Parures multicolores extravagantes, danseuses demi-nues juchées sur des chars monumentaux, percussions obsédantes: les grandes écoles de samba de Rio de Janeiro entraient en piste dimanche soir pour l’apothéose du carnaval le plus célèbre au monde.
Bientôt, tenant leur déguisement avec d’infinies précautions pour éviter qu’il ne se prenne dans le tourniquet du métro, des milliers de personnes vont commencer à affluer au Sambodrome.
Les 3 à 5.000 participants déguisés de chaque école se rendent à la « concentraçao » où ils se mettent en ordre avant le début des défilés, temps fort de la « grande folie » de Rio étalé sur deux nuit entières de fièvre tropicale.
Tout le Brésil est plongé dans le carnaval depuis vendredi et notamment les villes du nord-est comme Salvador de Bahia. Mais aussi Recife et Olinda, où le rythme frénétique du « frêvo », une danse acrobatique entraîne des millions de gens dans les rues.
Compétition
Seule exception, Santa Maria (sud du Brésil) et les villes voisines, en deuil après un incendie dans une discothèque qui s’est transformé en piège mortel pour 239 jeunes il y a trois semaines.
A la « concentraçao » de Rio, l’humeur joyeuse des participants fera bientôt place à la tension mêlée d’adrénaline, quand il faudra entrer sur la piste de 720 m de long, bordée de tribunes à ciel ouvert où se massent 72.500 spectateurs privilégiés.

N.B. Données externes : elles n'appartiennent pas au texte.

PR #4214, opened 2022-09-08
Fix vector size bug in FreeOutflow boundary condition

yoonso0-0:
## Proposed changes

Current implementation of DG FreeOutflow condition in GRMHD is loading spatial metric and its sqrt determinant from Databox as gridless tags, which means they are retrieved without being projected to an element face. This raises 'Vector size does not match` type of bug when computing conservatives from primitives.

### Code review checklist

  Then open `index.html`.
  `new feature` if appropriate.

### DIFF
--- a/src/Evolution/Systems/GrMhd/ValenciaDivClean/BoundaryConditions/FreeOutflow.cpp
+++ b/src/Evolution/Systems/GrMhd/ValenciaDivClean/BoundaryConditions/FreeOutflow.cpp
@@ -72,19 +72,20 @@ std::optional<std::string> FreeOutflow::dg_ghost(
 
     const tnsr::I<DataVector, 3, Frame::Inertial>& interior_shift,
     const Scalar<DataVector>& interior_lapse,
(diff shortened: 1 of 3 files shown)


src/Evolution/Systems/GrMhd/ValenciaDivClean/BoundaryConditions/FreeOutflow.cpp
```diff
@@ -101,6 +105,12 @@ std::optional<std::string> FreeOutflow::dg_ghost(
     }
   }
 
+  determinant_and_inverse(make_not_null(&interior_sqrt_det_spatial_metric),
```
nilsdeppe, line 113: Maybe add a comment as to why this isn't just retrieved? I think I commented on the original PR asking about it :P

nilsdeppe (changes requested):
LGTM, one small request, please squash immediately :)

yoonso0-0:
Rebased and squashed the fix :)

nilsdeppe (approved):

Les défilés sont une compétition aux règles strictes suivie avec la même ardeur qu’un match de foot. Nées dans les favelas, les écoles se disputent le titre convoité de « Championne du carnaval » avec leur lot de reines de beauté tout juste couvertes de quelques paillettes.

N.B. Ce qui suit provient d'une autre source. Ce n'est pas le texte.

PR #4216, opened 2022-09-09
Add TensorExpression support for std::complex<double> and ComplexDataVector

macedo22:
## Proposed changes

This PR (1) refactors `TensorExpression` code and tests to be more easily extendable to other types and (2) adds support for using `std::complex<double>`, `Tensor<std::complex<double>>`, and `Tensor<ComplexDataVector>` terms in `TensorExpression`s.

### Code review checklist

  Then open `index.html`.
  `new feature` if appropriate.

### DIFF
--- a/src/DataStructures/Tensor/Expressions/DataTypeSupport.hpp
+++ b/src/DataStructures/Tensor/Expressions/DataTypeSupport.hpp
@@ -39,7 +39,9 @@ namespace detail {
 ///
 /// \tparam X the arithmetic data type
 template <typename X>
-struct is_supported_number_datatype : std::is_same<X, double> {};
+struct is_supported_number_datatype
+    : std::disjunction<std::is_same<X, double>,
+                       std::is_same<X, std::complex<double>>> {};
 
 template <typename X>
 constexpr bool is_supported_number_datatype_v =
@@ -58,8 +60,9 @@ constexpr bool is_supported_number_datatype_v =
 /// \tparam X the `Tensor` data type
 template <typename X>
 struct is_supported_tensor_datatype
-    : std::disjunction<std::is_same<X, double>, std::is_same<X, DataVector>,
-                       std::is_same<X, ComplexDataVector>> {};
+    : std::disjunction<
+          std::is_same<X, double>, std::is_same<X, std::complex<double>>,
+          std::is_same<X, DataVector>, std::is_same<X, ComplexDataVector>> {};
 
 template <typename X>
 constexpr bool is_supported_tensor_datatype_v =
@@ -164,6 +167,9 @@ struct is_assignable;
 /// Can assign a type to itself
 template <typename LhsDataType, typename RhsDataType>
 struct is_assignable : std::is_same<LhsDataType, RhsDataType> {};
+/// Can assign a complex numeric type to its underlying real-valued numeric type
+template <typename X>
+struct is_assignable<std::complex<X>, X> : std::true_type {};
 /// Can assign the LHS `VectorImpl` to the RHS `VectorImpl` if `VectorImpl`
 /// allows it
 template <typename ValueType1, typename VectorType1, typename ValueType2,
@@ -230,6 +236,18 @@ struct get_binop_datatype_impl<VectorImpl<ValueType, VectorType>,
   using type = VectorType;
 };
 /// @{
+/// A binary operation between a type `T` and `std::complex<T>` yields a
+/// `std::complex<T>`
+template <typename T>
+struct get_binop_datatype_impl<T, std::complex<T>> {
+  using type = std::complex<T>;
+};
+template <typename T>
+struct get_binop_datatype_impl<std::complex<T>, T> {
+  using type = std::complex<T>;
+};
+/// @}
+/// @{
 /// A binary operation between a `VectorImpl` and its underlying value type
 /// yields the `VectorImpl`, e.g. `DataVector OP double = DataVector`
 template <typename ValueType, typename VectorType>
@@ -254,6 +272,32 @@ template <typename ValueType, typename VectorType>
 struct get_binop_datatype_impl<
     ValueType, VectorImpl<std::complex<ValueType>, VectorType>> {
   using type = VectorType;
+};
+/// @}
+/// @{
+/// A binary operation between a real-valued `VectorImpl` and the complex-valued
+/// partner to the `VectorImpl`'s underlying type yields the complex partner
+/// type of the `VectorImpl`, e.g.
+/// `std::complex<double> OP DataVector = ComplexDataVector`
+///
+/// \note Blaze supports multiplication between a `std::complex<double>` and a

La plus mal notée sera reléguée dans le « groupe d’accès », les écoles de samba de la deuxième division, qui a défilé vendredi et samedi soir.
Un seul défilé coûte de deux à cinq millions de dollars et se prépare pendant un an. Autrefois exclusivement financé par les mafieux des jeux clandestins, ce sont de plus en plus des entreprises brésiliennes et étrangères qui les parrainent.
Cette année les thèmes des défilés vont de Vinicius de Moraes, l’un des auteurs de la célèbre chanson « la Fille d’Ipanema » (école Uniao da Ilha), à l’Amazonie (Imperatriz). Mais il feront voyager aussi le spectateur en Allemagne (Unidos da Tijuca) et même en Corée du Sud (Inocentes de Belfort Roxo).
C’est vendredi que le roi Momo de 150 kilos, symbole de tous les excès, a donné le coup d’envoi officiel au carnaval, à l?hôtel de ville de Rio, en recevant les clés de la ville des mains du maire Eduardo Paes, « pour un règne de cinq jours de folie » ou (presque) tout est permis.
Au même moment, à l’aéroport international, aux cris de « Le Brésil n’est pas un bordel! », des militantes du mouvement féministe Femen protestaient, seins nus peinturlurés, contre le tourisme sexuel.
« Petites chemises de Vénus »
Samedi, le plus traditionnel des « blocos » (groupe carnavalesque de rue), le « Bola Preta », a drainé 1,8 million de personnes au centre-ville. Les organisateurs tablaient sur 2,4 millions pour entrer dans le livre Guinness des records. La foule était si compacte que trois voitures de police ont eu leur tôle froissée sur le passage du « bloco » et certaines personnes se sont trouvées mal.
Au total, 492 « blocos » organisent 700 défilés au rythme de la samba, drainant un public de plus de six millions de personnes.
Plus de 900.000 touristes brésiliens et étrangers seront venus cette année à Rio pour le carnaval selon la mairie.
Depuis que Rio, l’une des villes les plus violentes du pays, a été choisie en 2009 pour organiser les Jeux olympiques de 2016, les autorités s’efforcent de redorer son image. Cette année, près de 14.500 policiers, hommes et femmes, ont été mobilisés pour assurer la sécurité de la « plus grande fête du monde » à ciel ouvert.
Le ministère de la Santé va distribuer gratuitement près de 69 millions de « camisinhas de Venus » (« petites chemises de Vénus », nom du préservatif au Brésil) dans tout le pays.